“If others be partakers of this power over you, are not we rather? Nevertheless we have not used this power; but suffer all things, lest we should hinder the gospel of Christ. Do ye not know that they which minister about holy things live of the things of the temple? and they which wait at the altar are partakers with the altar? Even so hath the Lord ordained that they which preach the gospel should live of the gospel.” (1 Corinthians 9:12–14, KJV)
When I was considering the Lord’s call to the full-time vocational pastorate, I remember a wise pastor’s words. He was a close friend and a true servant of the Lord. He pastored the Korean Baptist church in our city. He had given up a very lucrative career in a technical field to serve the Lord in the pastoral ministry. What he told me was that being a pastor was a very hard work.
As a man who had only done an interim pastorate at that time, I sat back and thought sarcastically, “Right.” I had worked in high pressure management positions in most of my adult life. I had worked extraordinary hours in these jobs perhaps 60 hours a week and sometimes days on end. I often had to leave home from weeks on end. I thought, could it be more difficult than this?
It was not until I entered the full-time pastorate that I realized how correct my pastor friend was. The pastor’s life is a difficult one. The problems I encountered were different, but the demands were high. The calling of the pastor requires sacrifice of time, energy, and emotion for the sake of the flock. The sense of urgency and responsibility for reaching others with the truth is always there. My phone would often ring at the most inopportune times to deal with parishioners’ burdens, burdens that the pastor often must carry alone by God’s grace.
Yes, the pastor’s life may seem rosy from the outside, but there are moments that many do not understand. A pastor that fulfills his calling does sacrifice. Moreover, beyond all of this, many are called to sacrifice financially. My Korean pastor friend gave up a lucrative career to pastor a church. Many pastors work in a full-time job just to be able to pay the bills while pastoring. Yet, they chose to do so because they have a calling and a burden to minister the gospel.
Paul indicated that the Lord had ordained that those who preach the gospel have the right to live by the gospel. In other words, they should be able to live without seeking outside work. However, like Paul they often will choose to serve in a field where they must, like Paul, maintain a job requiring them to work in a job outside the church in addition to the work of the pastor. We call these bi-vocational pastors.

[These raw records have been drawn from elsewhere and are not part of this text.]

PR #12866, opened 2022-07-26
Hide cloud interaction buttons if the user has no permissions to them

Ghostkeeper:
Like Animal Farm taught us, some accounts have more access than others. For instance, they may be able to change print jobs only for their own jobs, not for others. Or they may be unable to read the print queue at all. This pull request is intended to hide buttons that would do things that the user doesn't have permission to do anyway.

It adds a request to the sync that requests the user's permissions. This list of permissions gets stored in the account and can be accessed via the Cura API, even from within QML.

Using this new property, the following changes are made:
* The print queue is hidden in the monitor page if the user can't read the print jobs.
* The "move to top" function is hidden if the user can't change other people's print jobs.
* The "pause" function is hidden if the user can't change other people's print jobs.
* The "abort" function is hidden if the user can't change that print job (their own or others, whichever applies).
* The "remove from queue" function is hidden if the user can't change that print job (their own or others).
* The context menu showing the above four options is hidden if all of them are hidden.
* The "manage in browser" link is hidden if the user can't see that management page in their browser.
* The option to sync materials with cloud printers redirects to the USB material syncing workflow if the user doesn't have permissions to sync via cloud.
* The application switcher no longer shows the links to the digital libraries, the print jobs or the printers if the user doesn't have permissions to see those respective pages.

Implements CURA-9220.

### DIFF
--- a/cura/API/Account.py
+++ b/cura/API/Account.py
@@ -7,6 +7,7 @@ from PyQt6.QtCore import QObject, pyqtSignal, pyqtSlot, pyqtProperty, QTimer, py
 from PyQt6.QtNetwork import QNetworkRequest
 from typing import Any, Callable, Dict, List, Optional, TYPE_CHECKING
 
+from UM.Decorators import deprecated
 from UM.Logger import Logger
 from UM.Message import Message
 from UM.i18n import i18nCatalog
@@ -319,12 +320,14 @@ class Account(QObject):
 
         self._authorization_service.deleteAuthData()
 
+    @deprecated("Get permissions from the 'permissions' property", since = "5.2.0")
     def updateAdditionalRight(self, **kwargs) -> None:
         """Update the additional rights of the account.
         The argument(s) are the rights that need to be set"""
         self._additional_rights.update(kwargs)
         self.additionalRightsChanged.emit(self._additional_rights)
 
+    @deprecated("Get permissions from the 'permissions' property", since = "5.2.0")
     @pyqtProperty("QVariantMap", notify = additionalRightsChanged)
     def additionalRights(self) -> Dict[str, Any]:
         """A dictionary which can be queried for additional account rights."""
--- a/cura/API/Account.py
+++ b/cura/API/Account.py
@@ -1,19 +1,25 @@
-# Copyright (c) 2021 Ultimaker B.V.
+# Copyright (c) 2022 Ultimaker B.V.
 # Cura is released under the terms of the LGPLv3 or higher.
 import enum
 from datetime import datetime
+import json
 from PyQt6.QtCore import QObject, pyqtSignal, pyqtSlot, pyqtProperty, QTimer, pyqtEnum
-from typing import Any, Optional, Dict, TYPE_CHECKING, Callable
+from PyQt6.QtNetwork import QNetworkRequest
+from typing import Any, Callable, Dict, Optional, Set, TYPE_CHECKING
 
 from UM.Logger import Logger
 from UM.Message import Message
 from UM.i18n import i18nCatalog
+from UM.TaskManagement.HttpRequestManager import HttpRequestManager
+from UM.TaskManagement.HttpRequestScope import JsonDecoratorScope
 from cura.OAuth2.AuthorizationService import AuthorizationService
 from cura.OAuth2.Models import OAuth2Settings, UserProfile
 from cura.UltimakerCloud import UltimakerCloudConstants
+from cura.UltimakerCloud.UltimakerCloudScope import UltimakerCloudScope
 
 if TYPE_CHECKING:
     from cura.CuraApplication import CuraApplication
+    from PyQt6.QtNetwork import QNetworkReply
 
 i18n_catalog = i18nCatalog("cura")
 
@@ -78,6 +84,7 @@ class Account(QObject):
         self._logged_in = False
         self._user_profile: Optional[UserProfile] = None
         self._additional_rights: Dict[str, Any] = {}
+        self._permissions: Set[str] = set()  # Set of account permission keys, e.g. {"digital-factory.print-job.write"}
         self._sync_state = SyncState.IDLE
         self._manual_sync_enabled = False
         self._update_packages_enabled = False
@@ -109,6 +116,7 @@ class Account(QObject):
 
         self._sync_services: Dict[str, int] = {}
         """contains entries "service_name" : SyncState"""
+        self.syncRequested.connect(self._updatePermissions)
 
     def initialize(self) -> None:
         self._authorization_service.initialize(self._application.getPreferences())
@@ -321,3 +329,40 @@ class Account(QObject):
     def additionalRights(self) -> Dict[str, Any]:
         """A dictionary which can be queried for additional account rights."""
         return self._additional_rights
+
+    def _updatePermissions(self) -> None:
+        """
+        Update the set of permissions that the user has.
+        """
+        def callback(reply: "QNetworkReply"):
+            status_code = reply.attribute(QNetworkRequest.Attribute.HttpStatusCodeAttribute)
+            if status_code is None:
+                Logger.error("Server did not respond to request to get list of permissions.")
+                return
+            if status_code >= 300:
+                Logger.error(f"Request to get list of permission resulted in HTTP error {status_code}")
+                return
+
+            try:
+                reply_data = json.loads(bytes(reply.readAll()).decode("UTF-8"))
+            except (UnicodeDecodeError, json.JSONDecodeError, ValueError) as e:
+                Logger.logException("e", f"Could not parse response to permission list request: {e}")
+                return
+            if "errors" in reply_data:
+                Logger.error(f"Request to get list of permission resulted in error response: {reply_data['errors']}")
+                return
+
+            if "data" in reply_data and "permissions" in reply_data["data"]:
+                self._permissions = set(reply_data["data"]["permissions"])
+
+        def error_callback(reply: "QNetworkReply", error: "QNetworkReply.NetworkError"):
+            Logger.error(f"Request for user permissions list failed. Network error: {error}")
+
+        HttpRequestManager.getInstance().get(
+            url = f"{self._oauth_root}/users/permissions",
+            scope = JsonDecoratorScope(UltimakerCloudScope(self._application)),
+            callback = callback,
+            error_callback = error_callback,
+            timeout = 10
+        )
+
--- a/cura/API/Account.py
+++ b/cura/API/Account.py
@@ -5,7 +5,7 @@ from datetime import datetime
 import json
 from PyQt6.QtCore import QObject, pyqtSignal, pyqtSlot, pyqtProperty, QTimer, pyqtEnum
 from PyQt6.QtNetwork import QNetworkRequest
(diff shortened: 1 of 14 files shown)


plugins/DigitalLibrary/src/DigitalFactoryApiClient.py
```diff
@@ -71,8 +71,6 @@ def callbackWrap(response: Optional[Any] = None, *args, **kwargs) -> None:
                 has_access = response.library_max_private_projects == -1 or response.library_max_private_projects > 0
                 callback(has_access)
                 self._library_max_private_projects = response.library_max_private_projects
-                # update the account with the additional user rights
-                self._account.updateAdditionalRight(df_access = has_access)
```
jellespijker, line 75: See comment on the removal of this property in Account.py

plugins/UM3NetworkPrinting/resources/qml/MonitorPrinterCard.qml
```diff
@@ -209,8 +209,13 @@ Item
             onClicked: enabled ? contextMenu.switchPopupState() : {}
             visible:
             {
-                if (!printer || !printer.activePrintJob) {
-                    return false
+                if(!printer || !printer.activePrintJob)
```
jellespijker, line 212:
```suggestion
                if (!printer || !printer.activePrintJob)
```

plugins/UM3NetworkPrinting/resources/qml/MonitorPrinterCard.qml
```diff
@@ -209,8 +209,13 @@ Item
...
+                {
+                    return false;
+                }
+                if(!contextMenu.hasItems)
```
jellespijker, line 216:
```suggestion
                if (!contextMenu.hasItems)
```

plugins/UM3NetworkPrinting/resources/qml/MonitorPrintJobCard.qml
```diff
@@ -206,7 +206,11 @@ Item
         onClicked: enabled ? contextMenu.switchPopupState() : {}
         visible:
         {
-            if (!printJob)
+            if(!printJob)
```
jellespijker, line 209:
```suggestion
            if (!printJob)
```

plugins/UM3NetworkPrinting/resources/qml/MonitorPrintJobCard.qml
```diff
@@ -206,7 +206,11 @@ Item
...
+            {
+                return false;
+            }
+            if(!contextMenu.hasItems)
```
jellespijker, line 213:
```suggestion
            if (!contextMenu.hasItems)
```

plugins/UM3NetworkPrinting/src/Cloud/CloudOutputDevice.py
```diff
@@ -340,6 +342,37 @@ def openPrintJobControlPanel(self) -> None:
...
         QDesktopServices.openUrl(QUrl(self.clusterCloudUrl + "?utm_source=cura&utm_medium=software&utm_campaign=monitor-manage-printer"))
 
+    permissionsChanged = pyqtSignal()
+
+    @pyqtProperty(bool, notify = permissionsChanged)
+    def canReadPrintJobs(self) -> bool:
+        """
+        Whether this user can read the list of print jobs and their properties.
+        """
+        return "digital-factory.print-job.read" in self._account.permissions
```
jellespijker, line 352: What is the difference between `digital-factory.print-job.read` and `cura.printjob.read` see https://docs.api.ultimaker.com/authentication/scopes.html does one superseeds the other? Are we still using the `cura.printjob.read` scope with this new permission scheme

plugins/UM3NetworkPrinting/src/Network/LocalClusterOutputDevice.py
```diff
@@ -1,4 +1,4 @@
-# Copyright (c) 2019 Ultimaker B.V.
+# Copyright (c) 2022 Ultimaker B.V.
```
jellespijker, line 1: Nothing changed in this file, why update the Copyright?

resources/qml/ApplicationSwitcher/ApplicationSwitcherPopup.qml
```diff
@@ -99,7 +99,24 @@ Popup
...
                 isExternalLink: true
-                visible: modelData.DFAccessRequired ? Cura.API.account.isLoggedIn & Cura.API.account.additionalRights["df_access"] : true
+                visible:
+                {
+                    try
+                    {
+                        modelData.permissionsRequired.forEach(function(permission)
+                        {
+                            if(!Cura.API.account.isLoggedIn || !Cura.API.account.permissions.includes(permission)) //This required permission is not in the account.
+                            {
```
jellespijker, line 109:
```suggestion
                            if (!Cura.API.account.isLoggedIn || !Cura.API.account.permissions.includes(permission)) // This required permission is not in the account.
```

resources/qml/ApplicationSwitcher/ApplicationSwitcherPopup.qml
```diff
@@ -99,7 +99,24 @@ Popup
...
+                                throw "No permission to use this application."; //Can't return from within this lambda. Throw instead.
+                            }
```
jellespijker, line 111:
```suggestion
                                throw "No permission to use this application."; // Can't return from within this lambda. Throw instead.
```

resources/qml/ApplicationSwitcher/ApplicationSwitcherPopup.qml
jellespijker, line 109:
```suggestion
                            if(!Cura.API.account.isLoggedIn || !Cura.API.account.permissions.includes(permission)) // This required permission is not in the account.
```

resources/qml/Preferences/Materials/MaterialsSyncDialog.qml
```diff
@@ -112,7 +120,15 @@ UM.Window
...
                     {
-                        swipeView.currentIndex += 1;
+                        if(Cura.API.account.permissions.includes("digital-factory.printer.write"))
+                        {
+                            swipeView.currentIndex += 1;
+                        }
+                        else
+                        {
+                            //Logged in, but no permissions to start syncing. Direct them to USB.
+                            swipeView.currentIndex = removableDriveSyncPage.SwipeView.index;
```
jellespijker, line 130:
```suggestion
                            // Logged in, but no permissions to start syncing. Direct them to USB.
```

jellespijker (changes requested):
Some style comments. All of them suggestion and provided as a suggestion. Such that they can be easily applied if you agree with them.

One fundamental question; _How does the new permissions interact with the CLIENT_SCOPE?`

It also looks like you replaced the `AdditionalRights` property with the `permissions` property, but that previous property isn't used anymore. Best to remove that in my opinion.

Ghostkeeper:
> One fundamental question; _How does the new permissions interact with the CLIENT_SCOPE?`

They are two different systems that sort of work on top of each other. `CLIENT_SCOPE` stores the OAuth scope, which is a list of the types of access that Cura requests from the account. The permissions are part of the user profile, and store what permissions that user profile has. In my opinion they could be merged together, to let the OAuth scope also determine what permissions the user has. But that's not currently implemented in the cloud. They are two different systems there.
It should be mentioned that the permissions system is part of the "account" API in the cloud, but the available permission keys are currently all about the Digital Factory.

> It also looks like you replaced the AdditionalRights property with the permissions property, but that previous property isn't used anymore. Best to remove that in my opinion.

I couldn't remove it because that would be an API break. I did remove the `df_access` key in there because that was added by a plug-in anyway so no other system should rely on that key being added (the plug-in can be disabled after all). As discussed in person, I'll add a deprecation annotation to this property.

I'll now go through the code style review.

cura/API/Account.py
```diff
@@ -321,3 +329,51 @@ def updateAdditionalRight(self, **kwargs) -> None:
     def additionalRights(self) -> Dict[str, Any]:
         """A dictionary which can be queried for additional account rights."""
         return self._additional_rights
+
+    permissionsChanged = pyqtSignal()
+    @pyqtProperty("QVariantList", notify = permissionsChanged)
+    def permissions(self) -> List[str]:
```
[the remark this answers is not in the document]
Ghostkeeper: As we discussed, this can't be removed without an API break. We've deprecated the function instead.

cura/PrinterOutput/Models/PrintJobOutputModel.py
```diff
@@ -86,6 +88,13 @@ def updateOwner(self, owner: str) -> None:
             self._owner = owner
             self.ownerChanged.emit()
 
+    @pyqtProperty(bool, notify = ownerChanged)
+    def isMine(self) -> bool:
+        """
+        Returns whether this print job was sent by the currently logged in user.
```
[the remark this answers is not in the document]
Ghostkeeper: Done in 125ac98318d74b7d6f6404fe1fd2a74e6aa51906.

plugins/UM3NetworkPrinting/resources/qml/MonitorContextMenu.qml
```diff
@@ -13,10 +13,94 @@ import Cura 1.6 as Cura
...
+            if(!OutputDevice.canWriteOthersPrintJobs)
+            {
+                return false;
+            }
+        }
+        var states = ["printing", "pausing", "paused", "resuming"];
+        return states.indexOf(printJob.state) !== -1;
+    }
+    property bool abortVisible:
+    {
```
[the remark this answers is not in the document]
Ghostkeeper: I'll add the newline before the property, like the rest of the suggested changes.

plugins/UM3NetworkPrinting/resources/qml/MonitorPrintJobCard.qml
Ghostkeeper: This is not in the code style guidelines and I don't really agree with the change.

plugins/UM3NetworkPrinting/src/Cloud/CloudOutputDevice.py
Ghostkeeper: The OAuth scope system and the account permissions system are two different systems that work on top of each other in the cloud. We need both. We can assume that the OAuth scope can only be given if the account has that permission, and we always ask for this OAuth scope upon logging in, so it's sufficient to read if the permission is in the account.

plugins/UM3NetworkPrinting/src/Network/LocalClusterOutputDevice.py
Ghostkeeper: Probably a mistake because I originally changed something, then undid my changes but forgot to undo my changes to the copyright header.

I'll change it to 2020 which was the last actual change.

resources/qml/ApplicationSwitcher/ApplicationSwitcherPopup.qml
Ghostkeeper: This style is not in our code style guidelines (not specified) and I don't really agree with it, so I'll leave it as is.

Most of these bi-vocational pastors have small congregations. Some of them in rural communities. Some are new church start-ups. Oh, they would sincerely like to make their livelihood by ministering in the church, but practicality prevents it. These men sacrifice much. But there is good news. They may not have large congregations and sufficient church salaries, but I believe their reward will be great. The Lord knows their heart. He knows their sacrifice. They will never get the recognition that others with large congregations do on earth. Yet, their reward is in heaven. They will hear those cherished words, “Well done, thou good and faithful servant.”